The Republican chairman and top Democrat on the Senate Foreign Relations Committee said they agreed on a bill giving Congress authority to review any nuclear deal with Iran, as the Obama administration signaled it would accept the compromise.
“It absolutely, 100 percent, keeps the congressional review process in place,” said Senator Bob Corker of Tennessee, the bill’s chief sponsor and committee chairman. Senator Benjamin Cardin of Maryland, the panel’s top Democrat, confirmed he agreed with Corker on the measure, with the changes.
“While we’re reviewing this, absolutely zero congressional sanctions can be lifted,” Corker told reporters. His committee plans to consider the measure Tuesday afternoon.

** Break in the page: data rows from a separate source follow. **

PR #93, opened 2015-09-24
Contacts #1

danthorpe:
Support use of Contacts framework (across all appropriate platforms)

- [x] `ContactsCondition` - a condition to require permissions to Contacts.framework
- [x] `ContactsOperation` - basic low level operation(s) which own the store, and provide "execute" method suitable for subclassing.
- [x] `GetContacts` - operation to get contacts based on predicate
- [x] `GetGroup` - operation to get a group with a name, create it if necessary.

### DIFF
--- a/Operations.podspec
+++ b/Operations.podspec
@@ -34,9 +34,16 @@ session Advanced NSOperations: https://developer.apple.com/videos/wwdc/2015/?id=
   end
 
   s.subspec '+AddressBook' do |ss|
-    ss.platform = :ios, "8.0"
     ss.dependency 'Operations/App'
-    ss.source_files   = 'Operations/Extras/AddressBook/iOS'
+    ss.source_files = [
+      'Operations/Extras/AddressBook/iOS',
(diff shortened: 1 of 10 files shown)


tkrajacic:
OS X 10.11 also has the Contacts framework now, and parity would be nice ;)

danthorpe:
Hi @tkrajacic - it's in progress, should merge into `development` branch tonight/tomorrow. And release 2.2 early next week.

At the moment, I'm not unifying any of the AddressBook / Contacts operations. Partly to avoid premature optimization, and because they have some subtle (and not so subtle) differences. So if you want to support multiple versions, then you will need to use `#available` to create different operations.

danthorpe:
This issue PR is going to become too big/unweildly, so this first issue creates the types and basics. There will need to be additional tickets to add proper test coverage to the operations, which should be possibly, as they're generic over the contact store type.

For application usage though, there are proper type aliases which hide this implementation detail - thanks Swift 2.0!

PR #97, opened 2015-10-01
Generic and unified authorization interface.

danthorpe:
Currently, testing the authorization of device or service capabilities is a fractured and verbose process. What I want to have is a unified and simple interface to figure out the authorization state of whatever capability.

Therefore, it requires a single `status` enum, a generic `AuthorizationStatus` operation, with a generic parameter which will accommodate everything from `ABAddressBook` to `HealthKit`.

- [x] Location
- [x] Calendar (EventKit)
- [x] Health
- [x] Photos
- [x] Passbook
- [x] Cloud
- ~~[ ] AddressBook~~ 
- ~~[ ] Contacts~~ 

`AddressBookCondition` & `ContactsCondition` will be unified and turned into a single capability in the next version. In other words, `Capability.Contacts` will be a capability, which on iOS 9 will utilize Contacts.framework, and on iOS AddressBook.framework, but will offer a unified API for the same operations. - This is quite a bit more work, and I don't want this branch to bloat out of scope.


danthorpe:
Okay, made a start on this, and currently added support for Location stuff. Here's an example of how it works / will work.

The problem at the moment is that figuring out the authorization status for Core Location is a bit of pain, like this:

### The current way...

```swift
let authorization = BlockOperation { 
    self.state = .Authorized
}
authorization.addCondition(SilentCondition(LocationCondition()))
authorization.addObserver(BlockObserver { _, errors in 
    if let error = errors.first as? LocationCondition.Error {
        switch error {
                case .AuthenticationStatusNotSufficient(CLAuthorizationStatus.NotDetermined, _):
                    self.state = .Unknown
                case .AuthenticationStatusNotSufficient(CLAuthorizationStatus.Denied, _):
                    self.state = .Denied
                default:
                    self.state = .Unknown
       }
    }
})

queue.addOperation(authorization)
```

Which is not exactly ideal, because

1. I probably just want to do something for `NotDetermined`, `Denied` etc - and I don't want to have to maintain the state of this authorization status - the framework should just tell me.
2. Each type of capability will have broadly the same sort of authorization statuses, but having separate conditions for each one, with individual errors leads to poor discoverability. And results in lots of repeated boilerplate code which is generally doing the same stuff.

Therefore, instead of defining the API around individual condition types & permission operations, we can condense this functionality into a `CapabilityType`.

### The new way...

```swift
queue.addOperation(GetAuthorizationStatus(Location(.WhenInUse)) { enabled, status in 
    switch (enabled, status) {
        case (false, _):
           // Location services are not enabled
        case (true, .NotDetermined):
           // Location services are enabled, but not currently determined for the app.
    }
})
``` 

Things to note here...
1. `GetAuthorizationStatus` just gets the current status, it will not trigger any permission alerts. So it can be used as much as needed to check the status of the capability - i.e. to setup a view / button / UI.
2. `GetAuthorizationStatus` is generic over the _capability_, which in turn has a nested type for the status. This means, for `Location` that the status received in the block is a `CLAuthorizationStatus` so that native types are maintained. This is in preference to Operations defining its own common status enum.
3. `GetAuthorizationStatus` is initialized (with no label) with its capability. The capability implements `CapabilityType` which in turn must be initialized with a _requirement_ (`AuthorizationStatusType.Requirement`) which allows the API to support mechanisms such as authorization levels (used in CoreLocation, HealthKit etc). Capabilities which don't have this, will be defined with a default `Void` requirement.

### Triggering permissions... 
In order to trigger permissions, we have a new condition, `AuthorizedFor<Capability>` which works like this...

```swift
let operation = MyOperation()
operation.addCondition(AuthorizedFor(Location(.WhenInUse)))
queue.addOperation(operation)
```

This is similar to the current bespoke condition style, with these significant changes.

1. Single condition for all "capability" related permissions.
2. Single `ErrorType` (`CapabilityError`) for all "capability" related errors, including (`.NotAvailable` and `AuthorizationNotGranted`).

### Other benefits

Now that discovering and requesting the authorization status is generic over capability, it means that we could write generic UI code like buttons and views etc which automatically support the correct behavior for requesting permissions - potentially saving a lot of copy/paste code.

### Implementation details

In order to make the various _capability_ types testable, they need to support a nested generic type called `Registrar` which conforms to `CapabilityRegistrarType`, although each capability will extend this. Therefore unit tests can implement testable registrars, classes like `CLLocationManager` conform via very simple extensions (the only bits which cannot be tested). And, framework consumers can be presented with a clean type via a typealias. For example...

```swift
public typealias Location = _LocationCapability<CLLocationManager>
```

The benefit of this, is that the operations and conditions can be tested against `_LocationCapability` which in turn can be initialized with a testable registrar to ensure that it is working correctly. By allowing each `CapabilityType` to define the interface for its own registrar allows it to mirror the real type so that there is minimal code which cannot be tested.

White House press secretary Josh Earnest said Tuesday that the administration would wait until the committee finishes work on the bill before deciding whether the legislation would draw the veto threatened on an earlier version.
“Despite the things about it that we don’t like, enough substantial changes have been made that the president would be willing to sign it,” Earnest said, if the changes being considered are incorporated in the measure approved by the panel.
The administration had objected to the legislation’s requirement that the president must certify Iran has stopped support for terrorist groups, a 60-day review period that would delay implementation of any agreement, its interference with the president’s authority to conduct foreign policy and extraneous provisions that have nothing to do with the substance of the agreement.
‘Kind of Compromise’
The revised provisions “would be the kind of compromise the president is willing to sign,” Earnest said.
The administration has been saying that President Barack Obama would veto a bill requiring congressional review on the grounds it could disrupt final negotiations with Iran and five other world powers.
Corker changed the bill to reduce the review period from 60 days to 52 days — and perhaps as few as 30 days — so long as Congress received the details of a deal by July 12.
Corker also said his bill would require Obama to certify that Iran remains in compliance with any nuclear agreement “on a 90-day basis.”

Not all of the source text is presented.